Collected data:
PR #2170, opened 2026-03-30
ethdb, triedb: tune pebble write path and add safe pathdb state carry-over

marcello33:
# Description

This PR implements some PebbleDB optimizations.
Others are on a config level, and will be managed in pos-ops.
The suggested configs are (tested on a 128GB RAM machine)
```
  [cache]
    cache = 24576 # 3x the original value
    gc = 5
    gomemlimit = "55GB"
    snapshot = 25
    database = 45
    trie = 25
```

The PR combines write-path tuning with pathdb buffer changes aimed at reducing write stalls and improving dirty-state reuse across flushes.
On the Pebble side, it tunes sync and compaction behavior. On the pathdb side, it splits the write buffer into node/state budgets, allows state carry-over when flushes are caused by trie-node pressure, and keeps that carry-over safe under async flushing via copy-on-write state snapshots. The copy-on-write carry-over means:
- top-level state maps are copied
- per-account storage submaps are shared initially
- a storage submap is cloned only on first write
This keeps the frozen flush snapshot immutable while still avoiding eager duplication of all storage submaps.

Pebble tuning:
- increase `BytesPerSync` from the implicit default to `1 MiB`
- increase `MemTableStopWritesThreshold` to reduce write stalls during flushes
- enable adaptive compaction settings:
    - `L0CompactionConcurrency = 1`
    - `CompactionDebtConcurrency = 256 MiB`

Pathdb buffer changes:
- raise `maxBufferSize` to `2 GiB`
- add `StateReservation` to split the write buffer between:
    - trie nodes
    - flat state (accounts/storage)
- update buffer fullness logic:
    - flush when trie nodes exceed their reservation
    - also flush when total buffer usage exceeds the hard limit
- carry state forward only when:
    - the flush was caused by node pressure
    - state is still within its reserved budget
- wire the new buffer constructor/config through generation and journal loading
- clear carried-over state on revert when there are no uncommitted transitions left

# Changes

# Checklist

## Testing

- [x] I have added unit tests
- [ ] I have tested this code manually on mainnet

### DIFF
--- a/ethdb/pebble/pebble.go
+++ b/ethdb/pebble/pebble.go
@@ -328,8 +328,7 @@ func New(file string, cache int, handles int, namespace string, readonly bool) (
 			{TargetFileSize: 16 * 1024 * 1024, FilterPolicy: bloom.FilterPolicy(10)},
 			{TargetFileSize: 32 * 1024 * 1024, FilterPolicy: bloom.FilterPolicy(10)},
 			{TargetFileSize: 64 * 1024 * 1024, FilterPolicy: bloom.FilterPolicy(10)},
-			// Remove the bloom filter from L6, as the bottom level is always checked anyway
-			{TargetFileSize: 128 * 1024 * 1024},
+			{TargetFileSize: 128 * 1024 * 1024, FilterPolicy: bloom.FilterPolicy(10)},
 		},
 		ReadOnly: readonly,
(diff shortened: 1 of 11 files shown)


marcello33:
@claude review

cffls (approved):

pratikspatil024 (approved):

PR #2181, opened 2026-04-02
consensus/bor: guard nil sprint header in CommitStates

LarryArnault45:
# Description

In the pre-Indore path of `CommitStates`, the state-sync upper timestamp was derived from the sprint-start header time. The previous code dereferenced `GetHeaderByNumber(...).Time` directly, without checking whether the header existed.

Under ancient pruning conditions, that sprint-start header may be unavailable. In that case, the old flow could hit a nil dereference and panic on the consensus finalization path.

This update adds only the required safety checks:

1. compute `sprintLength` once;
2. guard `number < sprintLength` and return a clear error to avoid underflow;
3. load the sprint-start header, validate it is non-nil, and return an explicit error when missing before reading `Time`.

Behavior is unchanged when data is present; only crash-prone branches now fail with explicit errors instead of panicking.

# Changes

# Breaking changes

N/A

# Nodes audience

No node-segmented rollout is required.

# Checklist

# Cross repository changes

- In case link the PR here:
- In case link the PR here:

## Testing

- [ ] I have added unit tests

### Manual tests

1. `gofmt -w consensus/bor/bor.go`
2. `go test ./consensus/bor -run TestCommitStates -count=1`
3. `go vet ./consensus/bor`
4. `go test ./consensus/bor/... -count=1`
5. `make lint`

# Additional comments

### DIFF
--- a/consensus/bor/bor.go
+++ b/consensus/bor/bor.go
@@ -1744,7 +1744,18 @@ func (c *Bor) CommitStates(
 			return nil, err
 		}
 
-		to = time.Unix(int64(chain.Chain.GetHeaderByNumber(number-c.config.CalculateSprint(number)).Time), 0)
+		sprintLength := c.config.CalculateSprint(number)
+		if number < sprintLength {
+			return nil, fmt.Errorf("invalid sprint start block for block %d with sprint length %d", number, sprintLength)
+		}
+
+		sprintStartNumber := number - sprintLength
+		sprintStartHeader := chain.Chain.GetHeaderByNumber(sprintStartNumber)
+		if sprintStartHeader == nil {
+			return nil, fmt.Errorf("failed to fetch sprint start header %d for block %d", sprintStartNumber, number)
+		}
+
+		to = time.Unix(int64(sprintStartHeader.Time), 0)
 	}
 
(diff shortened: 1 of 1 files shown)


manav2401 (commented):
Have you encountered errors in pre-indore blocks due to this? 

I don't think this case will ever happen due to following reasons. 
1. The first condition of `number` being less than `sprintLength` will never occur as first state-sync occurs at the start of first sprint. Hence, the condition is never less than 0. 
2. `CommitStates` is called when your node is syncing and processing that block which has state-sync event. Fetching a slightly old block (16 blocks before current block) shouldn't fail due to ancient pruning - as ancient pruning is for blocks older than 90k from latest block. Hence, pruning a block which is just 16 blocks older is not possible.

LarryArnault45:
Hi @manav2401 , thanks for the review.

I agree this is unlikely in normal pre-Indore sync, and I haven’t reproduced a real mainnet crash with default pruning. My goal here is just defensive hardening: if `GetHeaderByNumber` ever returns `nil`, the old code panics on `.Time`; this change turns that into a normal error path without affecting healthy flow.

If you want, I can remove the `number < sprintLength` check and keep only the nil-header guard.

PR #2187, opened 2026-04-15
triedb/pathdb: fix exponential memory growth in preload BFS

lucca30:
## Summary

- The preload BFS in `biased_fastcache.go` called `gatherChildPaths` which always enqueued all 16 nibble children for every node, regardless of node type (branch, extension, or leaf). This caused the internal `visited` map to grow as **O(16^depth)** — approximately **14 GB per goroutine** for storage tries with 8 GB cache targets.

◆ **The task**
Print exactly the lines from the beginning of the entries through the line with "- the flush was caused by node pressure". Output nothing more.

◆ **Solution for this exercise**
PR #2170, opened 2026-03-30
ethdb, triedb: tune pebble write path and add safe pathdb state carry-over

marcello33:
# Description

This PR implements some PebbleDB optimizations.
Others are on a config level, and will be managed in pos-ops.
The suggested configs are (tested on a 128GB RAM machine)
```
  [cache]
    cache = 24576 # 3x the original value
    gc = 5
    gomemlimit = "55GB"
    snapshot = 25
    database = 45
    trie = 25
```

The PR combines write-path tuning with pathdb buffer changes aimed at reducing write stalls and improving dirty-state reuse across flushes.
On the Pebble side, it tunes sync and compaction behavior. On the pathdb side, it splits the write buffer into node/state budgets, allows state carry-over when flushes are caused by trie-node pressure, and keeps that carry-over safe under async flushing via copy-on-write state snapshots. The copy-on-write carry-over means:
- top-level state maps are copied
- per-account storage submaps are shared initially
- a storage submap is cloned only on first write
This keeps the frozen flush snapshot immutable while still avoiding eager duplication of all storage submaps.

Pebble tuning:
- increase `BytesPerSync` from the implicit default to `1 MiB`
- increase `MemTableStopWritesThreshold` to reduce write stalls during flushes
- enable adaptive compaction settings:
    - `L0CompactionConcurrency = 1`
    - `CompactionDebtConcurrency = 256 MiB`

Pathdb buffer changes:
- raise `maxBufferSize` to `2 GiB`
- add `StateReservation` to split the write buffer between:
    - trie nodes
    - flat state (accounts/storage)
- update buffer fullness logic:
    - flush when trie nodes exceed their reservation
    - also flush when total buffer usage exceeds the hard limit
- carry state forward only when:
    - the flush was caused by node pressure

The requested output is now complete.